In this task, you will compare the performance of theses approaches with several models, on both the MNIST, and FashionMNIST datasets. In each case you are to train models on the 60,000 training observations. You are then to test for the accuracy on the 10,000 test observations with your trained models.
In all cases use gradient descent based bath learning with batch sizes of 1000 observations. In all cases use explicit gradient expressions (see for example The Mathematical Engineering of Deep Learning) to evaluate gradients. See equation (2.21) in chapter 2 of that book for the gradient of linear models. See equations (3.16) and (3.17), in chapter 3 of that book, for the gradient of logistic regression. See the derivative expression in page 88 of that book, for gradients for logistic softmax regression.
In all cases run gradient descent until "convergence" of the loss function - that is DO not worry about over-training and early stopping. It is recommended that as you develop your code, you use much smaller training sets and batch sizes.
Train models for one vs. all on MNIST and FashionMNIST. Do this both for linear regression (example with pinv() already in Unit 8 lecture) and for logistic regression. In both cases evaluate performance on the test set. Do this both for MNIST and FashionMNIST. Hence you should have 4 accuracy results.
Now repeat the above for one vs. one models. This task is more difficult because you need 45 different models. In both cases evaluate performance on the test set. Do this both for MNIST and FashionMNIST. Hence you should have 4 accuracy results.
Now use a multi-class (softmax logistic regression) classifier. An example was already presented in Unit 8 lectures, yet there automatic differentiation was used. In your case use an explicit gradient expression. o this both for MNIST and FashionMNIST. Hence you should have 2 accuracy results.
Tabulate the results of the previous three tasks in an elegant table. Comment on the accuracy, the model complexity (number of parameters), the running times (in general terms), and other aspects of which chose seems best. The table should accommodate both MNIST and FashionMNIST.
Bonus: that we did not carry out a multi-class linear model example. It turns out that doing this is equivalent to the one vs. all approach. Explain why.

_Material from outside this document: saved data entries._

PR #1197, opened 2023-09-12
Expands away map testing & enables template unit tests

CPU-Blanc:
Quite a few changes here, mainly to GitHub workflows/tests. End goal of this PR is to bring all away maps into line and pass unit tests, ensure new away maps are always tested, and enable testing for templates which were previously disabled due to OOM issues.

- Adds a new env variable to `run-test.sh`: `TEMPLATES`. If set to true, this enables templates to be loaded during unit testing by passing the `-T` flag to `dm.sh`
- Adds a new variable flag `-T` to `dm.sh`. When used, sets the `MAP_TEST_TEMPLATES` define to be used in the .dme.

This system was the cleanest way I could think to have template testing be toggled; defining `MAP_TEST_TEMPLATES` in the test map file itself does not work as it's defined too late for the compiler to then include the template loading call. This way, templates can be toggled independently of any other test variables/conditions if need be.

Includes various tweaks and additions to the GitHub testing workflow:
- All map checks now depend on DreamChecker passing. It makes no sense to spin up an instance and try to test the game when the compile has failed. In my experience this just results in a lot of red-herrings. Compile errors should always be tackled first before trying to test in a live environment. No point wasting all the time these map checks take to run.
- Awaymaps has been moved out of the map testing matrix. This is to allow it to run alongside (and depend on) a new test `check_away_testing.sh`. As like above, running tests on the away sites testing is pointless if a new away has been added to the game, but isn't actually being tested.
- New test `check_away_testing.sh` has been added. This has been added as a step in the `AwayMaps` job. This is a rather crude and simple script that scans the /away/ directory, and checks that each directory name has an associated #include in `away_sites_testing.dm`. If the include it expects is missing  and it's not added to the exclusions list, the test will fail; prompting the new away to be added so it is included in unit testing. This will also prevent the away_sites_testing test to spin up an instance and start running tests; as said above, this would be pointless. Downside of this is the naming format for aways is rather strict now, but 99% of aways all followed it (those that didn't have been renamed). That being `away/[away name]/[away name].dm`. It's a little strict currently, but my shell script regex-fu is lacking, but if you follow the format used everywhere else, it'll work fine.
- Templates GitHub test has been added. It uses some of the stuff already defined in `away_sites_testing.dm` (such as the blank map, lobby options etc), but does not load any aways, simply loading a single blank map. Doing this minimises memory usage and actually allows all templates to load in without issue. Without this, attempting to load the templates on any other map causes DreamDaemon to run out of memory and crash.

And finally:
- Away maps that were missing from `away_site_testing.dm` have been added, and have had changes applied so that they now pass.

There's quite a few big changes in here, including to the GitHub workflow, so any and all feedback is very welcome. There's probably other ways of tackling this issue, but this is what I could come up with.


CPU-Blanc:
Damn Bucket pos in past warning :<
I count that as a pass. Really need to cherrypick that new timer system in

maps/away/smugglers/smugglers_items.dm
```diff
@@ -0,0 +1,95 @@
+/obj/item/paper/smug_1
+	name = "suspicios note"
```
Glloyd, line 2:
```suggestion
	name = "suspicious note"
```

maps/nerva/nerva.dm
```diff
@@ -86,10 +86,10 @@
 	#include "../../code/datums/music_tracks/space_oddity.dm"*/
 
 	//keep your clothing hacks to yourself
-	#include "../torch/items/clothing/solgov-accessory.dm"
+	// #include "../torch/items/clothing/solgov-accessory.dm"	These don't seem to actually be used, but are causing issues with double-importing
```
Glloyd, line 89: should we just move all the torch clothing the the dme? seems weird to include some of this stuff in noctis and some in nerva.

test/check-away-testing.sh
```diff
@@ -0,0 +1,59 @@
+FAILED=0
+TOTAL=0
+SKIPPED=0
+
+EXCLUDE=("stations" "geminus_city")
```
Glloyd, line 5: i pre-empted you on this a bit, you can remove geminus from this as the folder no longer exists

```suggestion
EXCLUDE=("stations")
```

Glloyd (changes requested):

maps/away/icarus/icarus.dm
```diff
@@ -42,6 +42,7 @@
 	suffixes = list("icarus/icarus-1.dmm", "icarus/icarus-2.dmm")
 	spawn_cost = 2
 	generate_mining_by_z = 1
```
Glloyd, line 44:
```suggestion
	generate_mining_by_z = list(1,2)
```

Glloyd: not part of this PR but might as well do it here

maps/nerva/nerva.dm
CPU-Blanc: Personally, I'd like to move towards a more modular approach, where each away/map/template only includes what it uses, and the .dme itself only includes the current map - dme loads nerva, nerva loads all required dependencies, or dme loads glloydstation, glloydstation loads its dependencies. Seems strange to me that we're loading so many things that aren't actually used.
Only issue with this approach is currently, although they claim otherwise, double-including seems to be an issue. Not sure if it's _actually_ being double-included, or if dreamchecker isn't smart enough to discard the extra include, but that causes errors.

Right now I'm playing around with some preprocessor macros to see if I can come up with some elegant solution to resolve double includes, but, these are a pain to debug, so I wouldn't count on it just yet.

Honestly happy to go with whatever solution you feel is best.

maps/away/smugglers/smugglers_items.dm
CPU-Blanc: lmao didn't even notice that. Just copy and pasted it over

maps/nerva/nerva.dm
Glloyd: My instinct is to keep things in the dme for use in events and such, but you're probably right that there's a lot that can be cut out. Either way, since nerva always loads noctis, it's probably fine for now.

In this task you have a choice for two options to either carry out a task associated with Main Task 1 (Melbourne house pricing data), or Main Task 2 (MNIST and Fashion MNIST). Please submit only one of the options.
Making a movie with a map (10 pts).
Create a movie that uses the latitude and longitude data to present sales over time overlaid on the Melbourne metropolitan map. Your movie can show the date, and points of sales, and potentially the volume of sales (in dollars).
Implement your own Random Forest (based on decision trees). You can use code supplied in the lecture, but you should also adapt it for your own needs. Then use your algorithm to train models on MNIST and FashionMNIST and in each case present the test accuracy. Try to tweak parameters as to achieve an accuracy of no less than 92% on MNIST.